_What this task involves_: The records below should be written out again, exactly.

_Provided information_:
PR #2816, opened 2024-01-02
Fixes for FR policy fixing up SELinux context of ~cftransport/.ssh

vpodzime:
Multiple issues discovered and fixed. Plus one piece of polishing.

### DIFF
--- a/cfe_internal/enterprise/federation/federation.cf
+++ b/cfe_internal/enterprise/federation/federation.cf
@@ -378,7 +378,7 @@ bundle agent transport_user
     # _stdlib_path_exists_<command> and paths.<command> are defined is masterfiles/lib/paths.cf
     selinux_enabled.cftransport_fcontext_missing.default:_stdlib_path_exists_semanage::
       "$(default:paths.semanage) fcontext -a -t ssh_home_t '$(home)/.ssh(/.*)?'";
-    selinux_enabled.incorrect_ssh_context.default:_stdlib_exists_restorecon::
+    selinux_enabled.incorrect_ssh_context.default:_stdlib_path_exists_restorecon::
       "$(default:paths.restorecon) -R -F $(home)/.ssh/";
 
     any::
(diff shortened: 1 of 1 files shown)


vpodzime:
Manually tested to verify that it fixes issues on a CentOS 7 hub enabled as a feeder. Really strange it hasn't been breaking FR tests.

vpodzime:
> Manually tested to verify that it fixes issues on a CentOS 7 hub enabled as a feeder.

It just requires two agent runs to properly do the full setup. https://github.com/cfengine/masterfiles/pull/2817 adds a more complicated change making sure a single agent run is enough, but we may want to stick to this simpler change for backports.

cfe_internal/enterprise/federation/federation.cf
```diff
@@ -300,29 +300,34 @@ bundle agent transport_user
           expression => not(returnszero("$(default:paths.semanage) fcontext -l | grep '$(home)/.ssh(/.*)?'", "useshell")),
           if => fileexists("$(home)");
     enabled.selinux_enabled::
+        # For all the files below it must be true that if they exist they need
```
craigcomstock, line 303: I appreciate your explanation here but have to say this block has become rather unreadable. I wonder if we could do better? The logic reads to me as correct after some time looking at it.

craigcomstock (approved):

cfe_internal/enterprise/federation/federation.cf
vpodzime: Well, I know how to make this a lot nicer in Python. Or any language with functions and loops, really. But no clue how to make it nicer in CFEngine policy. Maybe @nickanderson can help polish this later.

vpodzime: We could use a list of files and then create an array with those files as keys and the results of the SELinux labels as values and then search for a false value in `getindices()` on the array. But that's similarly ugly, AFAICT.

PR #2817, opened 2024-01-02
Follow up for FR SSH SELinux context fixes

vpodzime:
Needs #2816 to be merged first. Adds one more commit that makes bigger changes in the policy, probably too disruptive for backporting.


craigcomstock (approved):
I don't see why we couldn't back port these changes. A nice refactoring. :+1:

craigcomstock:
I removed the cherry-pick label because we decided these changes were too disruptive.

vpodzime:
Added the label back, I think we might want to reconsider this for the next round of releases.

PR #2827, opened 2024-01-23
CFE-4313: Adjusted package_methods generic and yum to allow for packages with dashes

craigcomstock:
Trying to install python3 would result in attempting to install all python3-*.* packages which includes hundreds of python modules.

Ticket: CFE-4313
Changelog: title

### DIFF
--- a/lib/packages.cf
+++ b/lib/packages.cf
@@ -1003,7 +1003,7 @@ body package_method yum
       package_list_arch_regex    => "$(rpm_knowledge.rpm3_arch_regex)";
 
       package_installed_regex => ".*";
-      package_name_convention => "$(name)-$(version).$(arch)";
+      package_name_convention => "$(name)";
 
       # just give the package name to rpm to delete, otherwise it gets "name.*" (from package_name_convention above)
       package_delete_convention => "$(name)";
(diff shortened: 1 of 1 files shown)


lib/packages.cf
```diff
@@ -1003,7 +1003,7 @@ body package_method yum
       package_list_arch_regex    => "$(rpm_knowledge.rpm3_arch_regex)";
 
       package_installed_regex => ".*";
-      package_name_convention => "$(name)-$(version).$(arch)";
+      package_name_convention => "$(name)";
```
nickanderson, line 1006: Wouldn't this result in being unable to specify the version and/or architecture for a package?

nickanderson (commented):
hummm

lib/packages.cf
craigcomstock: Likely a better fix would be to change the C code to anchor the `$(version).$(arch)` portion to the end of the name. I can investigate that instead.

craigcomstock:
I took a peek at the C code in core/cf-agent/verify_packages.c and decided it's too complex for a quick fix. So will close and leave CFE-4313 open/todo.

_Output_:
PR #2816, opened 2024-01-02
Fixes for FR policy fixing up SELinux context of ~cftransport/.ssh

vpodzime:
Multiple issues discovered and fixed. Plus one piece of polishing.

### DIFF
--- a/cfe_internal/enterprise/federation/federation.cf
+++ b/cfe_internal/enterprise/federation/federation.cf
@@ -378,7 +378,7 @@ bundle agent transport_user
     # _stdlib_path_exists_<command> and paths.<command> are defined is masterfiles/lib/paths.cf
     selinux_enabled.cftransport_fcontext_missing.default:_stdlib_path_exists_semanage::
       "$(default:paths.semanage) fcontext -a -t ssh_home_t '$(home)/.ssh(/.*)?'";
-    selinux_enabled.incorrect_ssh_context.default:_stdlib_exists_restorecon::
+    selinux_enabled.incorrect_ssh_context.default:_stdlib_path_exists_restorecon::
       "$(default:paths.restorecon) -R -F $(home)/.ssh/";
 
     any::
(diff shortened: 1 of 1 files shown)


vpodzime:
Manually tested to verify that it fixes issues on a CentOS 7 hub enabled as a feeder. Really strange it hasn't been breaking FR tests.

vpodzime:
> Manually tested to verify that it fixes issues on a CentOS 7 hub enabled as a feeder.

It just requires two agent runs to properly do the full setup. https://github.com/cfengine/masterfiles/pull/2817 adds a more complicated change making sure a single agent run is enough, but we may want to stick to this simpler change for backports.

cfe_internal/enterprise/federation/federation.cf
```diff
@@ -300,29 +300,34 @@ bundle agent transport_user
           expression => not(returnszero("$(default:paths.semanage) fcontext -l | grep '$(home)/.ssh(/.*)?'", "useshell")),
           if => fileexists("$(home)");
     enabled.selinux_enabled::
+        # For all the files below it must be true that if they exist they need
```
craigcomstock, line 303: I appreciate your explanation here but have to say this block has become rather unreadable. I wonder if we could do better? The logic reads to me as correct after some time looking at it.

craigcomstock (approved):

cfe_internal/enterprise/federation/federation.cf
vpodzime: Well, I know how to make this a lot nicer in Python. Or any language with functions and loops, really. But no clue how to make it nicer in CFEngine policy. Maybe @nickanderson can help polish this later.

vpodzime: We could use a list of files and then create an array with those files as keys and the results of the SELinux labels as values and then search for a false value in `getindices()` on the array. But that's similarly ugly, AFAICT.

PR #2817, opened 2024-01-02
Follow up for FR SSH SELinux context fixes

vpodzime:
Needs #2816 to be merged first. Adds one more commit that makes bigger changes in the policy, probably too disruptive for backporting.


craigcomstock (approved):
I don't see why we couldn't back port these changes. A nice refactoring. :+1:

craigcomstock:
I removed the cherry-pick label because we decided these changes were too disruptive.

vpodzime:
Added the label back, I think we might want to reconsider this for the next round of releases.

PR #2827, opened 2024-01-23
CFE-4313: Adjusted package_methods generic and yum to allow for packages with dashes

craigcomstock:
Trying to install python3 would result in attempting to install all python3-*.* packages which includes hundreds of python modules.

Ticket: CFE-4313
Changelog: title

### DIFF
--- a/lib/packages.cf
+++ b/lib/packages.cf
@@ -1003,7 +1003,7 @@ body package_method yum
       package_list_arch_regex    => "$(rpm_knowledge.rpm3_arch_regex)";
 
       package_installed_regex => ".*";
-      package_name_convention => "$(name)-$(version).$(arch)";
+      package_name_convention => "$(name)";
 
       # just give the package name to rpm to delete, otherwise it gets "name.*" (from package_name_convention above)
       package_delete_convention => "$(name)";
(diff shortened: 1 of 1 files shown)


lib/packages.cf
```diff
@@ -1003,7 +1003,7 @@ body package_method yum
       package_list_arch_regex    => "$(rpm_knowledge.rpm3_arch_regex)";
 
       package_installed_regex => ".*";
-      package_name_convention => "$(name)-$(version).$(arch)";
+      package_name_convention => "$(name)";
```
nickanderson, line 1006: Wouldn't this result in being unable to specify the version and/or architecture for a package?

nickanderson (commented):
hummm

lib/packages.cf
craigcomstock: Likely a better fix would be to change the C code to anchor the `$(version).$(arch)` portion to the end of the name. I can investigate that instead.

craigcomstock:
I took a peek at the C code in core/cf-agent/verify_packages.c and decided it's too complex for a quick fix. So will close and leave CFE-4313 open/todo.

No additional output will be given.